Issue #6609, opened 2026-08-05
[New Rule] Native Binary Creation Under node_modules


clivoa:
## Description

Detects the creation of a native executable file (no file extension, matching the shape of a stripped ELF binary) under a `node_modules` tree, outside the conventional `bin/`/`prebuilds/`/`.bin/` locations npm packages use to ship legitimate prebuilt binaries. An npm supply-chain infostealer (e.g. compiled-payload variants referenced in the motivating threat digest for this project) commonly drops a native binary at install time via a `preinstall`/`postinstall` script. This is a signal independent of the install script's own execution (Elastic's existing `execution_nodejs_pre_or_post_install_script_execution` rule) and independent of the dropped binary's process name; it fires on the artifact itself.

**Behavior-based** (a path-shape + file-type pattern), not a specific hash/IOC.

**Built against a pre-committed false-positive gate, not an ad-hoc design**: the motivating hypothesis explicitly called for archiving this idea if real testing showed an uncontrollable false-positive rate. Real FP baseline: a real `npm install esbuild` from the public npm registry, a genuinely popular package with real native binaries, produced exactly 2 real ELF binaries, both under a `bin/` subdirectory (`node_modules/esbuild/bin/esbuild`, `node_modules/@esbuild/linux-x64/bin/esbuild`). Real malicious simulation: a lab package with a `preinstall` hook copying a real ELF binary to its own package root (not under `bin/`), installed as a real dependency of a separate consumer project. A single discriminator, excluding `*/bin/*`, `*/prebuilds/*`, `*/.bin/*`, cleanly separated the two real cases: the malicious payload matched, both real esbuild binaries were excluded. **Gate passed, not archived.**

[...]

PR #6613, opened 2026-08-06
[New Rule] Native Binary Creation Under node_modules

clivoa:
## Summary

Adds a new detection rule: **Native Binary Creation Under node_modules** (`rules/linux/initial_access_native_binary_creation_under_node_modules.toml`).

Relates to #6609, the discussion issue for this rule, opened per CONTRIBUTING.md's issue-first process. Not closing it with this PR since the maintainer conversation there may still be ongoing.

## What it detects and why

Creation of an extensionless file, shaped like a stripped native (ELF) binary, inside a `node_modules` tree, outside the conventional `bin/`/`prebuilds/`/`.bin/` locations npm packages use to ship legitimate prebuilt binaries. npm supply-chain infostealers (e.g. the Rust-compiled payload referenced in the Shai-Hulud 2.0 writeup linked in `references`) commonly drop a native binary at install time via a `preinstall`/`postinstall` script.

**Checked for overlap with existing rules before building**: this is a signal independent of the install script's own execution. Elastic's existing `execution_nodejs_pre_or_post_install_script_execution` rule already covers *that a script ran*, but not *what it subsequently wrote to disk*. This rule is also independent of the dropped binary's process name, so it complements rather than duplicates that coverage.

------------------------------------------------------------

## WHAT IS NEEDED:
All that is needed is the opening run of the data, given again exactly: please include every line from the first through the line with "## Description", both ends kept.

## ANSWER TO THIS PROBLEM:
Issue #6609, opened 2026-08-05
[New Rule] Native Binary Creation Under node_modules


clivoa:
## Description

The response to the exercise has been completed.